Primitive Paper What it does
cove Dhuliawala 2023 Generate, plan verification questions, answer each independently, revise.
self_consistency Wang 2022 Sample N, vote on plurality answer.
best_of_n classic Sample N, score each, pick best.
reflexion Shinn 2023 Try -> critique -> retry loop with feedback.
debate Du, Li, Mordatch 2023 Multi-agent debate; agents revise after seeing others.
DriftDetector rolling centroid Detect prompt drift per bucket via z-score.
race Dean & Barroso 2013 Hedged execution: race N callables, first wins.

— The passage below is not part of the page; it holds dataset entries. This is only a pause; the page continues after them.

PR #6689, opened 2021-09-25
fix

Cod-USER:
fix interface PartialChannelData


Jiralite:
#6683 addresses issues with this interface. You can suggest changes over there!

PR #6694, opened 2021-09-25
fix: don't patch set data with undefined

### LINKED ISSUE #6688: Bug: Voice channel loses properties after being received as interaction option
### Issue description

1. Fetch a voice channel.
2. Execute an interaction that has channel parameters and do a getChannel of the same channel.
3. Observe that some properties of the voice channel were lost (they existed before and ceased to exist).

### Codesample

```typescript
// In the ready event.

const channel = await client.channels.fetch("699644022804840468");
console.log(channel.bitrate); // In my case it returns 128000

// In the interactionCreate event.

const { id } = interaction.options.getChannel("channel");
const channel = await client.channels.fetch(id);
console.log(channel.bitrate); // Returns undefined.
```

### discord.js version

13.2.0-dev

### Node.js version

16.6.2

### Operating system

Ubuntu 18 Server

Medium (should be fixed soon)

No Partials

GUILDS, GUILD_MEMBERS, GUILD_EMOJIS_AND_STICKERS, GUILD_INVITES, GUILD_MESSAGES, DIRECT_MESSAGES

Every primitive has an async sibling and accepts an optional tracer for observability.

Why lemmas exists

Modern LLM platforms (LangChain, LlamaIndex, LiteLLM) give you routing and abstractions. They don't give you the inference-time reliability methods from the research literature -- you end up reimplementing CoVe and self-consistency by hand in every project. Lemmas is the lowest-friction implementation of those methods, designed to drop into any stack.

What lemmas does NOT do

  • No router (use LiteLLM, Portkey, or your own).
  • No observability backend (use Langfuse, Phoenix, Datadog -- lemmas just emits events via a tracer protocol).
  • No retrieval / RAG (use LlamaIndex, LangChain, a real vector DB).
  • No agent loop framework.

These are deliberate. Lemmas is a small library, not a framework.